Perhaps ironically, in many who have suffered and died from COVID-19 it is not the virus but their own “out of control” immune system that is the culprit.  Specifically, pulmonary macrophages in COVID-19 derived from infiltrating inflammatory monocytes are in a “hyperactivated” state resulting in a detrimental loop of pro-inflammatory cytokine release and recruitment of cytotoxic effector cells thereby exacerbating tissue damage at the site of infection.  It is as though the fire alarm in one’s body has inadvertently caused the responding fire department to throw gasoline on the flames rather than water.  
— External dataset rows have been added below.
PR #122, opened 2019-06-05
Interprocess Locker

### LINKED ISSUE #110: Avoid running multiple same operations at the same time
Running `send_ping` and `fetch_credentials` at the same time is fine; running two `send_ping`s or two `fetch_credentials` is not.

Devise a way to reliably lock a cross-process object and unlock it.

An object could be a "lock file" in `/var/lock` named smth like `wott-agent.ping.lock` or `wott-agent.creds.lock` containing the PID of the process locking it. The actual locking can be done with [fcntl.lockf](https://docs.python.org/3/library/fcntl.html#fcntl.lockf).

There's a [ready to use library](https://github.com/JoshData/exclusiveprocess) for that which can be used, but it needs to be tested first.

*Question: what happens if a process holding the lock dies? How do we recover from that?*

### LINKED ISSUE #124: Version errors
*Subtask of #96*

```
Traceback (most recent call last):
  File "<stdin>", line 1, in <module>
  File "/usr/lib/python3.5/json/__init__.py", line 230, in dumps
    return _default_encoder.encode(obj)
  File "/usr/lib/python3.5/json/encoder.py", line 198, in encode
    chunks = self.iterencode(o, _one_shot=True)
  File "/usr/lib/python3.5/json/encoder.py", line 256, in iterencode
    return _iterencode(o, 0)
  File "/usr/lib/python3.5/json/encoder.py", line 179, in default
    raise TypeError(repr(o) + " is not JSON serializable")
TypeError: wott-agent 0.1.5.0-7d20ed2 (/usr/lib/python3/dist-packages) is not JSON serializable

pi@raspberrypi:~ $ sudo dpkg -l | grep agent
ii  wott-agent                      0.1.5.284~7d20ed2            all          Let's Encrypt for IoT (with more bells and whistles).

```

* Build number didn't get included into the Python version. Probably because debhelper ignores all env vars and needs them to be specified manually. Also, the tilde character transformed into dash. The deb version is fine.
* The error which caused the traceback can be fixed by simply using `str(__version__)`.

a-martynovich:
Closes #110 
Fixes #124

### DIFF
--- a/agent/__init__.py
+++ b/agent/__init__.py
@@ -306,7 +306,7 @@ def send_ping(debug=False, dev=False):
         'app_armor_enabled': security_helper.is_app_armor_enabled(),
         'logins': journal_helper.logins_last_hour(),
         'default_password': security_helper.check_for_default_passwords(CONFIG_PATH),
-        'agent_version': __version__
+        'agent_version': str(__version__)
     }
 
     rpi_metadata = rpi_helper.detect_raspberry_pi()
--- a/agent/__init__.py
+++ b/agent/__init__.py
@@ -474,155 +474,156 @@ def setup_endpoints(dev, debug):
 
 
 def fetch_credentials(debug, dev):
+    with Locker():
+        setup_endpoints(dev, debug)
+        print('Fetching credentials...')
+        can_read_cert()
 
-    setup_endpoints(dev, debug)
-    print('Fetching credentials...')
-    can_read_cert()
+        credentials_req = requests.get(
+            '{}/v0.2/creds'.format(MTLS_ENDPOINT),
+            cert=(CLIENT_CERT_PATH, CLIENT_KEY_PATH),
+            headers={
+                'SSL-CLIENT-SUBJECT-DN': 'CN=' + get_device_id(),
+                'SSL-CLIENT-VERIFY': 'SUCCESS'
+            } if dev else {}
+        )
+        if not credentials_req.ok:
+            print('Fetching failed.')
+            if debug:
+                print("[RECEIVED] Fetch credentials: code {}".format(credentials_req.status_code))
+                print("[RECEIVED] Fetch credentials: {}".format(credentials_req.content))
+            return
+        credentials = credentials_req.json()
 
-    credentials_req = requests.get(
-        '{}/v0.2/creds'.format(MTLS_ENDPOINT),
-        cert=(CLIENT_CERT_PATH, CLIENT_KEY_PATH),
-        headers={
-            'SSL-CLIENT-SUBJECT-DN': 'CN=' + get_device_id(),
-            'SSL-CLIENT-VERIFY': 'SUCCESS'
-        } if dev else {}
-    )
-    if not credentials_req.ok:
-        print('Fetching failed.')
+        print('Credentials retreived.')
         if debug:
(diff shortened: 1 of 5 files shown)


agent/__init__.py
```diff
@@ -465,155 +467,156 @@ def setup_endpoints(dev, debug):
...
-    if not os.path.exists(CREDENTIALS_PATH):
-        os.mkdir(CREDENTIALS_PATH, 0o700)
+        if not os.path.isdir(CREDENTIALS_PATH):
+            print("there is file named as our credentials dir({}), that's strange...".format(CREDENTIALS_PATH))
+            exit(1)
 
-    if not os.path.isdir(CREDENTIALS_PATH):
-        print("there is file named as our credentials dir({}), that's strange...".format(CREDENTIALS_PATH))
-        exit(1)
+        for f in os.listdir(os.path.join(CREDENTIALS_PATH)):
```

Thus, a key facet of current research involves turning down the burner of a COVID-affected patient’s out of control auto-immune system.  Here, an excellent drug “remdesivir” has been shown to do just that.  Unfortunately, this drug is, so far, only available as intravenous therapy.  And because the drug must be delivered in a relatively massive dose the risk of negative side effect is profound.  One company’s drug delivery vector may solve this challenge.   Matinas Biopharma has developed a proprietary intracellular lipid nano crystal “LNC” platform  designed to safely deliver a broad range of potent medicines – including small molecules, drugs with blood level-limiting toxicities, nucleic acid polymers, proteins, peptides, vaccines, and gene editing technologies. The delivery molecule is formulated as a natural, non-toxic and highly efficient spiral crystal, or “cochleate,” with a unique ability to be administered orally and through various other routes.

In the case of LNC oral remdesivir, the drug molecules are encapsulated in a layered design, which protects them from harsh environmental conditions or enzymes until the moment they enter a target cell. Following non-destructive fusion with the cell membrane, the molecules are naturally released to the interior of the cell, thereby avoiding the systemic toxicity of intravenous administration.

To date, this drug delivery platform has been validated in multiple preclinical studies and is protected by a robust IP portfolio. To support all phases of further development, Matinas has begun operating a scalable GMP manufacturing facility. In coordination with the NIH and drug partner Gilead Pharmaceuticals, LNC oral remdesivir is being tested right now at the University of North Carolina.  Given that remidesivir attacks the SARS-2 virus in a different way than vaccines – and viral mutations don’t seem to reduce potency, it is possible that an LNC oral remdesivir version could be the silver bullet we’ve been waiting for.  Only time will tell.